# visa help please!!!!



## felicity82 (Dec 24, 2009)

hi, hope someone can help. We are currently in the UK but my partner has been offered a job in kelowna and his visa is being processed through that company, so i am assuming he will get a sponsered worker visa. By the time we move out there, aiming for mid june. We will be married, we have a 2 year old daughter and have been living together for about 4 years. What visa do i need to apply for? Do we apply for family as him as our sponser or do we have to apply completely differently, e have no family over there and neither of us are originally from canada. its so confusing as up until now we were under the impression that the company was sorting out all of our visa's and now they have said that mine and my daughter are our responsibility.
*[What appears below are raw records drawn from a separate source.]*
PR #472, opened 2020-05-07
Fix handling of dedented continuation lines.

anntzer:
- Dedent the function definition before parsing it.
- Join continued-lines before attempting to parse the docstring.

Alternative to #441; further improves handling of parameter descriptions with continued lines (which were not handled correctly before).

Thanks for submitting a PR!

- [X] Add a line to the release notes (docs/release_notes.rst) under "Current Development Version".  
   
### DIFF
--- a/docs/release_notes.rst
+++ b/docs/release_notes.rst
@@ -20,7 +20,7 @@ Bug Fixes
   The bug caused some argument names to go unreported in D417 (#448).
 * Fixed an issue where skipping errors on module level docstring via #noqa
   failed when there where more prior comments (#446).
-* Support backslash-continued parameter descriptions in Numpy-style docstrings
+* Support backslash-continued descriptions in docstrings
   (#472).
 
 
--- a/docs/release_notes.rst
+++ b/docs/release_notes.rst
@@ -20,6 +20,8 @@ Bug Fixes
   The bug caused some argument names to go unreported in D417 (#448).
 * Fixed an issue where skipping errors on module level docstring via #noqa
   failed when there where more prior comments (#446).
+* Support backslash-continued parameter descriptions in Numpy-style docstrings
+  (#472).
 
 
 5.0.2 - January 8th, 2020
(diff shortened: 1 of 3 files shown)


samj1912:
Thanks for the patch. But from what I can see, this introduces new behaviour which is unrelated to the original issue. (It looks like if the doc string now has line continuation, it no longer errors with a D207). Although this might be a good improvement, can we please file a related issue to the repo with this behaviour and reference that instead?

Also it looks like most of the code in this PR is taken from https://github.com/PyCQA/pydocstyle/pull/441/

Can you either pick my commits from that PR to preserve the original code attribution or create a new PR with the improved handling of line continuations and update the docs to indicate this new behaviour?

samj1912:
Looks like the issue this PR is solving is -  https://github.com/PyCQA/pydocstyle/issues/234

anntzer:
The only reason I opened this separately is because you didn't pick up https://github.com/PyCQA/pydocstyle/pull/441#discussion_r414518686.  Now that you did I have no problem waiting for your PR to go in first and rebase this one over yours.

samj1912:
The original PR was fixed. Would you like to rebase and update the description with the dedented bug fix?

samj1912:
@anntzer bump?

anntzer:
fixed :)

anntzer:
What do you actually want to test for?

samj1912:
That it doesn't throw D207 for normal doc string descriptions with line continuations

anntzer:
done

docs/release_notes.rst
```diff
@@ -20,6 +20,8 @@ Bug Fixes
   The bug caused some argument names to go unreported in D417 (#448).
 * Fixed an issue where skipping errors on module level docstring via #noqa
   failed when there where more prior comments (#446).
+* Support backslash-continued parameter descriptions in Numpy-style docstrings
```
samj1912, line 23: Isn't it doing this for more than just numpy parameter descriptions at this point?

samj1912: should we update this?

anntzer:
thanks for fixing the last part :)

I have tried asking advce, although im not finding this company particularly forthcoming with information, so does anyone have any ideas or advice for me?


----------



## Auld Yin (Mar 10, 2009)

felicity82 said:


> hi, hope someone can help. We are currently in the UK but my partner has been offered a job in kelowna and his visa is being processed through that company, so i am assuming he will get a sponsered worker visa. By the time we move out there, aiming for mid june. We will be married, we have a 2 year old daughter and have been living together for about 4 years. What visa do i need to apply for? Do we apply for family as him as our sponser or do we have to apply completely differently, e have no family over there and neither of us are originally from canada. its so confusing as up until now we were under the impression that the company was sorting out all of our visa's and now they have said that mine and my daughter are our responsibility. I have tried asking advce, although im not finding this company particularly forthcoming with information, so does anyone have any ideas or advice for me?


Hello Felicity and welcome to the site,
Firstly don't panic, it's an easy situation to resolve.
I'm assuming your husband will be receiving a 2 year work permit, a TWP.
As such you should apply for a Spousal Open Work Permit (SWOP). Make sure you cross-reference it to your husband's TWP number. This permit will allow you to work anywhere in Canada. You should submit Can$150 with your application.
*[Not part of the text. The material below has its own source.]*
PR #485, opened 2020-06-09
Add disable_skip_errors flag to ConventionChecker API

### LINKED ISSUE #484: [Feature Request] Add API to disable noqa support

Alternatively you can apply at Point of Entry (POE). Just make sure your husband has all the proof that he already has a job. Again it will cost you Can$150 at that time. Personally this is what I would do.
This is not difficult and many families like yours have to do the same thing.. Go to:- Welcome to Citizenship and Immigration Canada for more information on the subject.
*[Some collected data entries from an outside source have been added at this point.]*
Issue #493, opened 2020-07-19
D100: Module with Single Leading Underscore Considered Public


gbroques:
**Issue:** Receive "D100: Missing docstring in public module" error for module with single leading underscore.

**pydocstyle version:** `5.0.2`

From [docs](http://www.pydocstyle.org/en/5.0.2/error_codes.html#how-publicity-is-determined):

> Publicity for all constructs is determined as follows: a construct is considered public if -

> * Its immediate parent is public and
> * **Its name does not contain a single leading underscore.**

## How to Reproduce
Consider the following simple example.
```
publicpackage/
├── __init__.py
└── _privatemodule.py
```

Within `publicpackage/__init__.py`:

```python
"""Some docstring."""
from ._privatemodule import public_function_in_private_module

__all__ = ['public_function_in_private_module']
```

Within `publicpackage/_privatemodule.py`:

```python
def public_function_in_private_module():
    """Public function in private module docstring."""
    pass
```

```
$ pydocstyle publicpackage      
publicpackage/_privatemodule.py:1 at module level:
        D100: Missing docstring in public module
```

## Expected Behavior
`_privatemodule` contains single leading underscore, and would be considered **private**, not public.

samj1912:
related pr https://github.com/PyCQA/pydocstyle/pull/470

gbroques:
> related pr #470

Opened #494 as a continuation of work in #470.

FrancescoCasalegno:
I just had the same error.

PR #494, opened 2020-07-19
Correctly detect publicity of modules inside directories

gbroques:
Continuation of PR #470 as @tibdex was taking a little to respond, and their PR relates to issue #493 that I opened.

I branched off @tibdex's work so they get contribution credits for the work they did. Thank you @tibdex!!

@samj1912 @Nurdok Please review. This uses `pathlib` in the `parser_test.py` now.

### DIFF
--- a/docs/release_notes.rst
+++ b/docs/release_notes.rst
@@ -15,7 +15,7 @@ Bug Fixes
 
 * Update convention support documentation (#386, #393)
 * Detect inner asynchronous functions for D202 (#467)
-* Correctly detect publicity of modules inside directories
+* Correctly detect publicity of modules inside directories (#470)
 
 5.0.2 - January 8th, 2020
 ---------------------------
--- a/docs/release_notes.rst
+++ b/docs/release_notes.rst
@@ -17,7 +17,7 @@ Bug Fixes
 * Detect inner asynchronous functions for D202 (#467)
 * Fix a bug in parsing Google-style argument description.
   The bug caused some argument names to go unreported in D417 (#448).
-* Correctly detect publicity of modules inside directories (#470).
+* Correctly detect publicity of modules inside directories (#470, #493).
 
 5.0.2 - January 8th, 2020
 ---------------------------
--- a/docs/release_notes.rst
+++ b/docs/release_notes.rst
@@ -15,6 +15,7 @@ Bug Fixes
 
 * Update convention support documentation (#386, #393)
 * Detect inner asynchronous functions for D202 (#467)
+* Correctly detect publicity of modules inside directories
 
 5.0.2 - January 8th, 2020
 ---------------------------
--- a/src/pydocstyle/parser.py
+++ b/src/pydocstyle/parser.py
@@ -1,5 +1,6 @@
 """Python code parser."""
 
+import os
 import textwrap
 import tokenize as tk
 from itertools import chain, dropwhile
@@ -117,7 +118,8 @@ class Module(Definition):
 
         This helps determine if it requires a docstring.
         """
-        return not self.name.startswith('_') or self.name.startswith('__')
+        module_name = os.path.basename(self.name)
+        return not module_name.startswith('_') or module_name.startswith('__')
 
     def __str__(self):
         return 'at module level'
--- a/src/pydocstyle/parser.py
+++ b/src/pydocstyle/parser.py
@@ -1,11 +1,11 @@
 """Python code parser."""
 
-import os
 import textwrap
 import tokenize as tk
 from itertools import chain, dropwhile
 from re import compile as re
 from io import StringIO
+from pathlib import Path
 
 from .utils import log
 
@@ -118,7 +118,7 @@ class Module(Definition):
 
         This helps determine if it requires a docstring.
         """
-        module_name = os.path.basename(self.name)
+        module_name = Path(self.name).name
         return not module_name.startswith('_') or module_name.startswith('__')
 
     def __str__(self):
--- a/src/tests/parser_test.py
+++ b/src/tests/parser_test.py
@@ -1,6 +1,7 @@
 """Parser tests."""
 
 import io
+import os
 import sys
 import pytest
 import textwrap
@@ -562,18 +563,22 @@ def test_matrix_multiplication_with_decorators(code):
     assert inner_function.decorators[0].name == 'a'
 
 
-def test_module_publicity():
+@pytest.mark.parametrize("parent_path", (
+    os.path.join("some", "directory"),
+    ""
+))
+def test_module_publicity(parent_path):
     """Test that a module that has a single leading underscore is private."""
     parser = Parser()
     code = CodeSnippet("")
 
-    module = parser.parse(code, "filepath")
+    module = parser.parse(code, os.path.join(parent_path, "filepath"))
     assert module.is_public
 
-    module = parser.parse(code, "_filepath")
+    module = parser.parse(code, os.path.join(parent_path, "_filepath"))
     assert not module.is_public
 
-    module = parser.parse(code, "__filepath")
+    module = parser.parse(code, os.path.join(parent_path, "__filepath"))
     assert module.is_public
 
 
--- a/src/tests/parser_test.py
+++ b/src/tests/parser_test.py
@@ -1,10 +1,10 @@
 """Parser tests."""
 
 import io
-import os
 import sys
 import pytest
 import textwrap
+from pathlib import Path
 
 from pydocstyle.parser import Parser, ParseError
 
@@ -564,21 +564,21 @@ def test_matrix_multiplication_with_decorators(code):
 
 
 @pytest.mark.parametrize("parent_path", (
-    os.path.join("some", "directory"),
-    ""
+    Path("some").joinpath("directory"),
+    Path("")
 ))
 def test_module_publicity(parent_path):
     """Test that a module that has a single leading underscore is private."""
     parser = Parser()
     code = CodeSnippet("")
 
-    module = parser.parse(code, os.path.join(parent_path, "filepath"))
+    module = parser.parse(code, str(parent_path.joinpath("filepath")))
     assert module.is_public
 
-    module = parser.parse(code, os.path.join(parent_path, "_filepath"))
+    module = parser.parse(code, str(parent_path.joinpath("_filepath")))
     assert not module.is_public
 
-    module = parser.parse(code, os.path.join(parent_path, "__filepath"))
+    module = parser.parse(code, str(parent_path.joinpath("__filepath")))
     assert module.is_public
 
 


src/tests/parser_test.py
```diff
@@ -562,18 +563,22 @@ def test_matrix_multiplication_with_decorators(code):
     assert inner_function.decorators[0].name == 'a'
 
 
-def test_module_publicity():
+@pytest.mark.parametrize("parent_path", (
+    Path("some").joinpath("directory"),
```
samj1912, line 567:
```suggestion
    Path("some") / "directory",
```

can you also replace the others please :)

gbroques: Sure thing, I'll find some time today to work on this!

gbroques: Updated in 10e1e7aad14628d52e14788aa5a5807ee9928631.

docs/release_notes.rst
```diff
@@ -20,7 +20,7 @@ Bug Fixes
   The bug caused some argument names to go unreported in D417 (#448).
 * Fixed an issue where skipping errors on module level docstring via #noqa
   failed when there where more prior comments (#446).
-
+* Correctly detect publicity of modules inside directories (#470, #493).
```
samj1912, line 23: the PR number seems incorrect?

gbroques: Woops, I had thought these were GitHub issue numbers.

Let me update this `#494`.

gbroques:
@samj1912 What's you're expectation of this test?

```python
    module = parser.parse(code, str(parent_path / "_private_pkg" / "filepath"))
    assert not module.is_public
```

My expectation is that this should pass?

Thus, a module containing no leading underscore in a private package should be considered **private**.

gbroques:
Publicity is inherently affected by where you run `pydocstyle`.

Consider the following example.

```
$ tree -F publicpackage/ ↵
publicpackage/
├── __init__.py
└── _privatepackage/
    └── some_private_module.py
``` 

```
$ pydocstyle publicpackage/ ↵
```

```
$ cd publicpackage/_privatepackage && pydocstyle some_private_module.py ↵
some_private_module.py:1 at module level:
        D100: Missing docstring in public module
```

To determine publicity correctly, we should probably be passing what the top-level package is to `pydocstyle`.

However, maybe we can simply document this limitation for now.

This was brought up in #326 in [this comment](https://github.com/PyCQA/pydocstyle/pull/326#discussion_r205946602).

@Nurdok @samj1912 thoughts?

tibdex:
I was on vacation, thanks for taking over @gbroques 👍. I'll close my PR.

gbroques:
> I was on vacation, thanks for taking over @gbroques 👍. I'll close my PR.

Not a problem! Thank you for your initial work on this.

Hopefully we can get it merged :)

src/pydocstyle/parser.py
```diff
@@ -117,7 +118,17 @@ def is_public(self):
...
+        return (
+            not self._is_inside_private_package() and
+            (not module_name.startswith('_') or module_name.startswith('__'))
+        )
+
+    def _is_inside_private_package(self):
+        """Return True if the module is inside a private package."""
+        path = Path(self.name)
+        package_names = path.parts[:-1]
+        return any([package.startswith('_') for package in package_names])
```
samj1912, line 131: How does this handle any directories starting with `__`?

gbroques: > How does this handle any directories starting with `__`?

It considers them **private**, and I added a unit test for this in 84fa77f07ecd2d7373a793d1130ec61a75a14bac.

Should they be considered **public** instead like modules starting with double-underscores?

Nurdok: Modules with double underscore should be considered **public** (e.g., `__main__.py`, `__init__.py`, etc.)

gbroques: Thanks for the clarification @Nurdok.

Considering *special* "dunder" modules like `__init__.py` **public** makes sense.

Do you consider modules like `__my_module.py`, *without* the *trailing* double-underscores,  **public** or **private**?

samj1912: I would keep any module that begins and ends with a double underscore public and the rest should be considered private. So something like `__main__.py` should be public but something like `__my_module.py` would hopefully be private.

src/pydocstyle/parser.py
```diff
@@ -117,7 +118,25 @@ def is_public(self):
...
+
+    def _is_inside_private_package(self):
+        """Return True if the module is inside a private package."""
+        path = Path(self.name)
+        package_names = path.parts[:-1]
+        return any([self._is_private_name(package) for package in package_names])
+
+    def _is_public_name(self, module_name):
+        """Determine whether a "module name" (i.e. module or package name) is public."""
+        return not module_name.startswith('_') or module_name.startswith('__')
```
samj1912, line 135: I think we should modify it to start *and* end with double underscores for it to be private. thoughts?

gbroques: Sorry, can you elaborate on what you mean by this?

>  So something like `__main__.py` should be **public** but something like `__my_module.py` would hopefully be **private**.

If this is what you mean, then I'm re-working the code now. :+1: 

If you meant something else, like re-factoring the code to express the logic in a different way, then please provide code-snippets or more explanation.

src/pydocstyle/parser.py
gbroques: > So something like `__main__.py` should be **public** but something like `__my_module.py` would hopefully be **private**.

Updated in https://github.com/PyCQA/pydocstyle/pull/494/commits/ef7f5a1945e2a20f42e5913796892abc478656f9.

src/tests/parser_test.py
```diff
@@ -562,20 +563,70 @@ def test_matrix_multiplication_with_decorators(code):
...
+    # -----------------
+    module = parser.parse(code, str(parent_path / "__private_module"))
+    assert not module.is_public
+
+    module = parser.parse(code, str(
+        parent_path / "__private_package" / "module"))
+    assert not module.is_public
+
+    module = parser.parse(code, str(
+        parent_path / "__private_package" / "package" / "module"))
```
samj1912, line 627: Shouldn't all these file paths end with `.py`? (I know that the code will correctly handle it since we call Path.stem , but just saying since someone might modify it in the future and since we do check for endswith :) )

src/tests/parser_test.py
```diff
@@ -562,20 +563,70 @@ def test_matrix_multiplication_with_decorators(code):
     assert inner_function.decorators[0].name == 'a'
 
 
-def test_module_publicity():
-    """Test that a module that has a single leading underscore is private."""
+@pytest.mark.parametrize("parent_path", (
+    Path("package") / "another_package",
+    Path("")
+))
+def test_module_publicity(parent_path):
```
samj1912, line 570: I think it's also worth parametrizing all the examples below. That will significantly improve the readability of this test code and will make sure all of them are run independently.

You can modify the mark to hold file path and the expected publicity and simply check that below instead of manually repeating all the parse calls and asserts :)

src/tests/parser_test.py
gbroques: Good point @samj1912.

I can update this. :)

src/tests/parser_test.py
gbroques: Good suggestion! I will re-work it, and notify when finished. :)

gbroques: @samj1912 Let me know if this addresses your comments https://github.com/PyCQA/pydocstyle/pull/494/commits/cec57934bf781f3d4956bdcc2c8c62bd6123cc73.

> You can modify the `mark.parametrize` to hold the file path **and the expected publicity**.

If we want a single `test_module_publicity` instead of two separate ones for **public** and **private**, then I'm happy to refactor that as well.

src/tests/parser_test.py
gbroques: Added `.py` file extensions to test path examples in https://github.com/PyCQA/pydocstyle/pull/494/commits/cec57934bf781f3d4956bdcc2c8c62bd6123cc73.

samj1912:
lgtm, thanks for the patch. I will wait for @Nurdok to get a chance to look as well. :)

gbroques:
@samj1912 Sure, thanks for helping maintain and support this library! 🙂

src/pydocstyle/parser.py
```diff
@@ -117,7 +118,29 @@ def is_public(self):
...
+        module_name = Path(self.name).stem
+        return (
+            not self._is_inside_private_package() and
+            self._is_public_name(module_name)
+        )
+
+    def _is_inside_private_package(self):
+        """Return True if the module is inside a private package."""
+        path = Path(self.name)
+        package_names = path.parts[:-1]
```
Nurdok, line 130: I think there's a fundamental issue here. The publicity of a module doesn't depend on its _entire_ path, just the path leading to directory inside one of the paths in `PYTHONPATH`.

So let's say I have a module in path `/_foo/bar/baz.py`. If `PYTHONPATH` is set to `/`, then `baz.py` is private. If `PYTHONPATH` is set to `/_foo/` then `baz.py` is public.

Fortunately `sys.path` is a list of all the filepaths in `PYTHONPATH`, so this can be relatively simply implemented. Something like:

```py
def _is_inside_private_package(name):
    path = Path(name).parent  # Ignore the actual module's name
    syspath = [Path(p) for p in sys.path]  # Convert to pathlib.Path.

    while path != path.parent and path not in syspath:  # Bail if we are at the root directory or in `PYTHONPATH`.
        if _is_private_name(path.name):
            print(f"Stopping at private package: {path}")
            return True
        path = path.parent

    return False
```

gbroques: Good catch! Let me try and incorporate your suggestion, and ideally add a unit test to capture this.

gbroques: Please let me know if https://github.com/PyCQA/pydocstyle/pull/494/commits/4b57b42da6007dba708ad0052189a9e0bebda426 addresses your comment, and if there are any other changes desired.

src/pydocstyle/parser.py
```diff
@@ -117,7 +119,35 @@ def is_public(self):
...
+            not self._is_inside_private_package() and
+            self._is_public_name(module_name)
+        )
+
+    def _is_inside_private_package(self):
+        """Return True if the module is inside a private package."""
+        path = Path(self.name).parent  # Ignore the actual module's name
+        syspath = [Path(p) for p in sys.path]  # Convert to pathlib.Path.
+
+        while path != path.parent and path not in syspath:  # Bail if we are at the root directory or in `PYTHONPATH`.
```
Nurdok, line 133: Sorry for the error in my own code, but I guess this exceeds 80 chars? Just move the comment one line up.

src/tests/parser_test.py
```diff
@@ -562,19 +563,57 @@ def test_matrix_multiplication_with_decorators(code):
...
+    Path("_private_package") / "package" / "module.py",
+    Path("") / "_private_package" / "package" / "module.py",
+
+    # double underscore
+    Path("__private_module.py"),
+    Path("__private_package") / "module.py",
+    Path("__private_package") / "package" / "module.py",
+    Path("") / "__private_package" / "package" / "module.py"
+))
+def test_module_publicity_with_private_paths(private_path):
```
Nurdok, line 603: Please also add some tests with the same path over different `sys.path` cases.

gbroques: Can you elaborate on this please?

Should I add new tests that modify or mutate `sys.path` in the test, or just add more test path examples to the existing two tests?

gbroques: Can you elaborate on this please?

Should I add new tests that modify or mutate `sys.path` in the test, or just add more test path examples to the existing two tests?

src/pydocstyle/parser.py
gbroques: No worries, this should be resolved in https://github.com/PyCQA/pydocstyle/pull/494/commits/f8073657a6b0a63c89d33b2c2a7b2a9ffe25e306.

docs/snippets/publicity.rst
```diff
@@ -10,7 +10,9 @@ Publicity for all constructs is determined as follows: a construct is
 considered *public* if -
 
 1. Its immediate parent is public *and*
```
samj1912, line 12: Should we also update the docs to include our new behavior?

src/pydocstyle/parser.py
```diff
@@ -117,7 +119,36 @@ def is_public(self):
...
+            self._is_public_name(module_name)
+        )
+
+    def _is_inside_private_package(self):
+        """Return True if the module is inside a private package."""
+        path = Path(self.name).parent  # Ignore the actual module's name
+        syspath = [Path(p) for p in sys.path]  # Convert to pathlib.Path.
+
+        # Bail if we are at the root directory or in `PYTHONPATH`.
+        while path != path.parent and path not in syspath:
```
samj1912, line 134: I don't think we should iterate all the way to the root. But only till the current directory? Thoughts?

samj1912: edit - nvm, the current working directory should always be in the sys path so we should be fine.

docs/snippets/publicity.rst
gbroques: Which new behavior are you referring to?

samj1912: Ah - I meant the behavior around syspath. That may catch some people off guard.

src/pydocstyle/parser.py
gbroques: I did some tests with the `pydocstyle` CLI locally, and the directory that you execute `pydocstyle` from is **not included** in `sys.path`.

> I don't think we should iterate all the way to the root. But only till the current directory? 

Maybe your right? Please confirm and advise.

docs/snippets/publicity.rst
gbroques: It's kind of an internal implementation detail, but I can make mention of it as a "Note" or something near the bottom of the "How publicity is determined" section.

> **Note**, a construct's parent is recursively checked upward until we reach a directory in `sys.path` to avoid considering the complete filepath.

Thoughts?

src/pydocstyle/parser.py
samj1912: I am just wondering about this use case because if we iterate all they way till root, there might be folders with an underscore in their name. On the other hand this means that pydocstyle will have different outputs on the same input based on the `CWD` which I am not sure about. So - let's keep it to `sys.path` for now simply because it makes the checker consistent.

In the future if we decide to change this behavior we can always put in a PR - @Nurdok what do you think?

docs/snippets/publicity.rst
samj1912: Let's keep this comment to what you suggested for now.

gbroques:
> @gbroques Thank you for being so persistent and patient about this PR. I think this is good to go but I would like @Nurdok to take a look before merging since he had the last significant review on this PR.

No worries! I really appreciate all the excellent feedback you and @Nurdok have provided, and this is just a small way I can say thank you for the work you two do. :)

docs/snippets/publicity.rst
gbroques: Updated in commit https://github.com/PyCQA/pydocstyle/pull/494/commits/b72179dff7feec5e0880414d7e56a42b15b3a952.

If you have any more question I am happy to *TRY* and answer them for you.


----------



## felicity82 (Dec 24, 2009)

thank you! i believe it is a one year temporary visa that he is being issued, which then if he decides to stay will then change to a permenant resident visa i believe. We will decide to stay for more than one year thats for sure. I think you are right and its probably easier for me to travel and stay and apply there, as we dont want be stuck here while he is over there waiting for it all to go through.thanks again, panic over lol


----------